The FAIR Act would limit intrusive employee data collection, require disclosure when employers use automated decision systems, mandate meaningful human review for employment decisions that rely on AI, and strengthen anti‑retaliation protections. The bill’s supporters told the committee that those protections are needed now because federal law does not address modern workplace surveillance.

Union leaders gave multiple examples of worker harm. "Our employers have rapidly and without notification implemented AI systems to cut costs and pad profits in short sighted ways that hurt workers, customers, and communities," said Adam Kasinski, president of IUE‑CWA Local 201, describing cases where algorithmic bots denied benefits or triggered premature preauthorizations that left workers without medication. Kasinski said some doctors refuse to treat patients because claim denials and automated prior authorization errors have made billing unreliable.

Chrissy Lynch, president of the Massachusetts AFL‑CIO, told the committee: "The FAIR Act starts this overdue conversation." She and other witnesses described how surveillance tools collect data for reasons beyond essential job functions and can chill protected activity and collective organizing.

National nonprofit and research witnesses echoed the workplace examples. "Workers who know little, if anything, about systems that are influencing major decisions about them can't protect themselves," said Matt Cherrer of the Center for Democracy and Technology, who highlighted polling and deliberative studies showing strong voter support for transparency and human review.

Researchers and labor advocates urged the committee to pair transparency with enforceable limits. Irene Tong of the National Employment Law Project noted an emerging pattern of continuous, second‑by‑second tracking — including webcams and biometric monitoring — that creates a climate of fear and physical stress for workers.

Unions representing a range of sectors — manufacturing, health care, education and public services — told personal stories about delayed benefits, rejected documentation and automated performance metrics that do not account for the realities of hands‑on work. Jim Durkin of AFSCME Council 93 and Dave Foley of SEIU Local 509 described the stakes for public‑sector employees who care for vulnerable populations.

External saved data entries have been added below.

PR #465, opened 2018-08-22
Added KNI, port forwarding and full ARP support to NAT

gshimansky:
- Cosmetic code refactoring into smaller separate functions
- Implemented KNI and port forwarding config
- Added creation of KNI devices and flows (no traffic forwarded yet)
- Implemented port forwarding (including KNI). It works to ssh from public interface.
- Direct all ARP and ICMP traffic to KNI if it is present on interface
- Fixed handling of ICMP and directing all ICMP traffic to KNI if it is present
- Fixed directing traffic to KNI in private subnet
- Implemented ARP requests when target destination MAC is unknown
- Fixed getting ARP response when KNI is enabled on interface
- Fixed directing traffic to KNI when it originates from NAT host

### DIFF
--- a/flow/flow.go
+++ b/flow/flow.go
@@ -1614,8 +1614,8 @@ func (timer *Timer) Stop() {
 func CheckFatal(err error) {
 	if err != nil {
 		if nfErr := common.GetNFError(err); nfErr != nil {
-			common.LogFatalf(common.Debug, "failed with message and code: %+v\n", nfErr)
+			common.LogFatalf(common.No, "failed with message and code: %+v\n", nfErr)
 		}
-		common.LogFatalf(common.Debug, "failed with message: %s\n", err.Error())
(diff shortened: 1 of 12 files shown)


flow/flow.go
```diff
@@ -1614,8 +1614,8 @@ func (timer *Timer) Stop() {
 func CheckFatal(err error) {
 	if err != nil {
 		if nfErr := common.GetNFError(err); nfErr != nil {
-			common.LogFatalf(common.Debug, "failed with message and code: %+v\n", nfErr)
+			common.LogFatalf(common.No, "failed with message and code: %+v\n", nfErr)
```
ifilippov: Why?

gshimansky: This is to make sure that fatal error is printed even when debug log level is disabled.

PR #466, opened 2018-08-23
Fixed dpi with hyperscan tag

dkolistratova:
Temporary solution according to hyperscan fix. Will we use it or leave dpi example commented?

### DIFF
--- a/examples/dpi/Makefile
+++ b/examples/dpi/Makefile
@@ -5,4 +5,6 @@
 PATH_TO_MK = ../../mk
 SUBDIRS = main pattern
 
+export GO_COMPILE_FLAGS += -tags hyperscan_v4
+
 include $(PATH_TO_MK)/intermediate.mk
--- a/mk/leaf.mk
+++ b/mk/leaf.mk
@@ -12,7 +12,7 @@ include $(PATH_TO_MK)/include.mk
 
 ifdef NFF_GO_DEBUG
 # Flags to build Go files without optimizations
-export GO_COMPILE_FLAGS=-gcflags '-N -l'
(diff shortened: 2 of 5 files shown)


mk/leaf.mk
```diff
@@ -16,7 +16,7 @@ export GO_COMPILE_FLAGS=-gcflags '-N -l'
 endif
 
 $(EXECUTABLES) : % : %.go
-	go build $(GO_COMPILE_FLAGS) $< $(COMMON_FILES)
+	go build -tags hyperscan_v4 $(GO_COMPILE_FLAGS) $< $(COMMON_FILES)
```
gshimansky: I don't think it is a good approach to add `-tags hyperscan_v4` to a general build rule used to build all Go sources in the framework. Instead I suggest that you define `GO_COMPILE_FLAGS=-tags hyperscan_v4` in the beginning of `examples/dpi/pattern/Makefile` before including `leaf.mk`. This should add necessary switch only to compilation of DPI example.

dkolistratova: really good catch!

examples/dpi/Makefile
```diff
@@ -5,4 +5,6 @@
 PATH_TO_MK = ../../mk
 SUBDIRS = main pattern
 
+export GO_COMPILE_FLAGS += -tags hyperscan_v4
```
gshimansky: You should also change leaf.mk:15 to add `gcflags` to `GO_COMPILE_FLAGS` instead of assigning them. Otherwise with NFF_GO_DEBUG this will not work.

dkolistratova: Done

PR #334, opened 2020-10-23
Add build and test action

robertodr:
So we test on macOS... This builds in release mode with OpenMP enabled and no architecture-specific flags. It gets Eigen, JSON library, XCFun, and MRCPP from conda-forge.


stigrj:
This was way too easy to set up :wink:

robertodr:
> This was way too easy to set up

Indeed, just 3 commits...

stigrj (approved):

robertodr:
I'll add this to the checks required to pass for PRs

PR #336, opened 2020-10-28
Prepare v1.0.0

stigrj:
@robertodr do you think the CHANGELOG entry for v1.0.0 should contain only changes since `1.0.0-alpha3`, or should we combine all important changes since the last proper release?


robertodr (approved):
:1st_place_medal: awesome

robertodr:
The changelog looks good as is, but I would put all the new goodies since the last stable release in the description of the GitHub release.

PR #340, opened 2020-11-06
Fix NMR print

stigrj:


doc/users/user_inp.rst
```diff
@@ -299,7 +299,10 @@ The ``nuclear_specific`` keyword triggers response calculations using the
 nuclear magnetic moment operator instead of the external magnetic field. For
 small molecules this is not recommended since it requires a separate response
 calculation for each nucleus, but it might be beneficial for larger systems if
-you are interested only in a single shielding constant.
+you are interested only in a single shielding constant. Note that the components
+of the *perturbing* operator defines the *row* index in the output tensor, so
+``nuclear_specific = true`` will result in a shielding tensor which is
+the transpose of ``false``.
```
robertodr, line 305: "the transpose of the one obtained by setting `nuclear_specific = false`". More verbose, but less ambiguous. I think.

src/properties/NMRShielding.h
```diff
@@ -53,12 +53,12 @@ class NMRShielding final {
 
     void print(const std::string &id) const {
         auto sigma = getTensor();
-        Eigen::SelfAdjointEigenSolver<DoubleMatrix> es;
+        Eigen::EigenSolver<DoubleMatrix> es;
```
robertodr, line 56: Why is the matrix no longer self-adjoint?

src/qmoperators/one_electron/H_MB_dia.h
```diff
@@ -0,0 +1,49 @@
+#pragma once
+
+#include "NuclearGradientOperator.h"
+#include "PositionOperator.h"
+#include "qmoperators/RankTwoTensorOperator.h"
+
+namespace mrchem {
+
```
robertodr, line 8: Can you add a Doxygen string explaining what this operator is? Maybe also for the `H_BM_dia` one, while you're at it :grin:

robertodr (approved):

src/properties/NMRShielding.h
stigrj: It shouldn't be. It was an error before which lead to wrong calculation of anisotropy. I guess it was only tested on symmetric cases?

robertodr (approved):
So much documentation added, I'm awed :smile:

src/properties/NMRShielding.h
robertodr: And what happens with the imaginary part of the eigenvalues?

stigrj: No idea, but now we're consistent with orca :slightly_smiling_face:  It might never become complex?

stigrj: I'm adding a warning in case that happens

PR #347, opened 2020-11-14
Fix precision issue with chk initial guess

stigrj:
Fixes issue reported by Anders that `chk` initial guesses was limited by the chosen `guess_prec`, due to an orbital rotation immediately after loading the orbitals. Now the `chk` guess will get the full `world_prec` for this rotation. All other guesses will still use `guess_prec`, but they are anyway inherently limited by this precision in their construction (unlike `chk`).


robertodr (approved):

stigrj:
Any hope of fixing the bot, or should I just override?

robertodr:
You should override. I've tried few things and none have worked...

stigrj:
There was a conflict with the last PR, so I reverted the Minazo commits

Supporters urged the committee to report the FAIR Act favorably and recommended implementation details such as narrow definitions of permissible data collection, clear notice requirements, and meaningful appeal processes. Opposing concerns raised in the hearing centered on the potential breadth of new rules and their impact on innovation; a separate industry panel asked the committee to tailor rules sector by sector and to protect small developers.

The committee did not take a vote at the hearing. Supporters left written testimony and asked the chairs to work with stakeholders on technical language and enforcement mechanisms.

Less critical details: witnesses asked that the committee align Massachusetts’ approach with actions taken by other states and federal guidance where possible, and to avoid drafting that unintentionally exempts legitimate safety or risk‑mitigation systems.